Stored dataset items
########

PR #4263, opened 2019-09-20
[Feature] more sensitive Tagger

enetz:
used Tagger (#3939) by @timosachsenberg  and @cbielow  as a basis and started adding several features:
- Multiple charges can be considered now
- Fixed and Variable Modifications (as explicit Strings, e.g. M(Oxidation) )
- Some non-standard residues were removed from the residue list
- The equal mass residues I and L are handled explicitly and redundantly by making tags from all combinations

Also added a simple, brute force function to filter XLMS search candidates by sequence tags and added sequence tag filtering as an optional advanced parameter to OpenPepXLLF as an example use case.

I turned the simple previous structures of chars and strings into strings and StringLists to be able to handle modified residues explicitly.
An alternative would be to add them with the modified masses but only the origin char. This might make the Tagger more efficient, but make the filtering of candidates less specific by using unmodified sequence strings. I have not compared how much of a difference there would be in runtime.


src/openms/source/ANALYSIS/XLMS/OpenPepXLLFAlgorithm.cpp
```diff
@@ -405,6 +415,20 @@ using namespace OpenMS;
       vector< OPXLDataStructs::CrossLinkSpectrumMatch > top_csms_spectrum;
       vector< OPXLDataStructs::ProteinProteinCrossLink > cross_link_candidates = OPXLHelper::collectPrecursorCandidates(precursor_correction_steps_, precursor_mass, precursor_mass_tolerance_, precursor_mass_tolerance_unit_ppm_, filtered_peptide_masses, cross_link_mass_, cross_link_mass_mono_link_, cross_link_residue1_, cross_link_residue2_, cross_link_name_);
 
+      if (use_sequence_tags_)
+      {
+        tagger.setMaxCharge(precursor_charge);
+        std::set<std::string> tags;
+        tagger.getTag(spectrum, tags);
+        std::cout << "TEST TAG NEW SPECTRUM: " << scan_index << std::endl;
```
timosachsenberg: remove or put to debug output

enetz:
An example for I and L combinations:

```
HI
HII
HIIK
HIK
HIKI
HIKL
HIL
HILK
HL
HLI
HLIK
HLK
HLKI
HLKL
HLL
HLLK
```

And for modifications:

```
EV
EVC(Carbamidomethyl)
EVC(Carbamidomethyl)V
```

timosachsenberg:
Nice. Some comments:
- Can you check how much of a difference the switch from char to string makes in terms of performance? As this *could* be orders of magnitude it would be great to check.
- I would just use either I or L and handle ambiguities in the comparison (I think there is a residue set for that)

enetz:
@timosachsenberg 
- I will make a test class for the tagger next and include some repetitive tagging of the same spectrum to see performance changes
- There is a residue J that means either I or L I think. We can use that when we have a better function for the comparison.

The best solution for the comparison / filter would be a function that takes a string and a set of tags and checks whether any of the tags, in the given order or reversed, are contained in the string. That would make it easy to apply for linear searches and my XLMS searches.
I guess this is a good chance to start learning to use SeqAn.

src/openms/source/CHEMISTRY/Tagger.cpp
```diff
@@ -0,0 +1,201 @@
...
+
+  Tagger::Tagger(size_t min_tag_length, float ppm, size_t max_tag_length, size_t min_charge, size_t max_charge, StringList fixedModNames, StringList varModNames)
+  {
+    ppm_ = ppm;
+    min_tag_length_ = min_tag_length;
+    max_tag_length_ = max_tag_length;
+    min_charge_ = min_charge;
+    max_charge_ = max_charge;
+
+    const std::set<const Residue*> aas = ResidueDB::getInstance()->getResidues();
```
timosachsenberg: probably better to choose a residue set here (check the parameters of getResidues) that is not ambigious

src/openms/source/CHEMISTRY/Tagger.cpp
```diff
@@ -0,0 +1,201 @@
...
+
+      // skip non-standard residues, could be made into a parameter (TODO?)
+      // "I" is skipped here and handled explicitly as an alternative to "L" in getTag_
+      if (letter == "B" || letter == "X" || letter == "Z" || letter == "O" || letter == "J" || letter == "I")
+      {
+        continue;
+      }
+      const float mass = r->getMonoWeight(Residue::Internal);
+      mass2aa[mass] = letter;
+      std::cout << "TEST TAGGER added residue: " << letter << " | mass: " << mass << std::endl;
```
timosachsenberg: move to debug output

src/openms/source/CHEMISTRY/Tagger.cpp
```diff
@@ -0,0 +1,201 @@
...
+     const float delta = Math::ppmToMass(ppm_, m);
+     auto left = mass2aa.lower_bound(m - delta);
+     //if (left == mass2aa.end()) return " "; // cannot happen, since we checked boundaries above
+
+     // Check for multiple charges, prioritize lower charges (returns with the lowest charge with a match).
+     // This assumes both fragments had the same charge,
+     // but ignores whether ions in the longer sequence all have the same charge.
+     // This could lead to inconsistencies where an ion is considered to have different charges when compared to its left and right neighbors in the sequence (TODO?).
+     // This looks at the difference between two charged ions, so the proton mass is the same on both ions and can be ignored here.
+     for (size_t charge = min_charge_; charge <= max_charge_; ++charge)
```
timosachsenberg: I don't get this part. Don't we already check for a m/charge mass difference above?

src/openms/include/OpenMS/CHEMISTRY/Tagger.h
```diff
@@ -0,0 +1,80 @@
...
+  /**
+    *  @brief Calculate sequence tags from m/z values
+    *
+    *  Current restrictions and potential extensions:
+    *  - all peaks are considered charge 1
+    *  - first prefix/suffix ion don't give rise to first character in tags (as currently ion types are not specified)
+    *  - modifications are not supported
+    *  - gaps are not supported
+    **/
+  class OPENMS_DLLAPI Tagger
```
hroest: please add pyOpenMS bindings for this

src/openms/source/ANALYSIS/XLMS/OpenPepXLLFAlgorithm.cpp
```diff
@@ -405,6 +415,20 @@ using namespace OpenMS;
...
+        for (std::string tag : tags)
```
hroest:
```suggestion
        for (const auto & tag : tags)
```

hroest:
please add tests and pyOpenMS bindings for this

timosachsenberg:
Does it also include termini?

timosachsenberg:
I think no SeqAn is required if you just check for the presence of a fixed length tag (e.g. minimal tag length). Linear scan over each sequence will do.

src/openms/include/OpenMS/CHEMISTRY/Tagger.h
```diff
@@ -0,0 +1,80 @@
...
+  {
+    public:
+      // initalize tagger with minimum/maximum tag length and +- tolerance ppm
+      Tagger(size_t min_tag_length, float ppm, size_t max_tag_length = 65535, size_t min_charge = 1, size_t max_charge = 1, StringList fixedModNames = StringList(), StringList varModNames = StringList());
+
+      // generate tags from mass vector @mzs using the standard residues in ResidueDB
```
cbielow: `@p mzs` ?

src/openms/include/OpenMS/CHEMISTRY/Tagger.h
```diff
@@ -0,0 +1,80 @@
...
+      void getTag(const std::vector<float>& mzs, std::set<std::string>& tags) const;
```
cbielow: for performance reasons: why use a set and not a vector as return type? 
and why not return directly? This makes usage much clearer.

src/openms/source/ANALYSIS/XLMS/OPXLHelper.cpp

########

-- Task prompt --
Quote, with nothing altered, all lines from the start of the entries to the line that carries "- Some non-standard", inclusive.

-- Answer to this problem --
PR #4263, opened 2019-09-20
[Feature] more sensitive Tagger

enetz:
used Tagger (#3939) by @timosachsenberg  and @cbielow  as a basis and started adding several features:
- Multiple charges can be considered now
- Fixed and Variable Modifications (as explicit Strings, e.g. M(Oxidation) )
- Some non-standard residues were removed from the residue list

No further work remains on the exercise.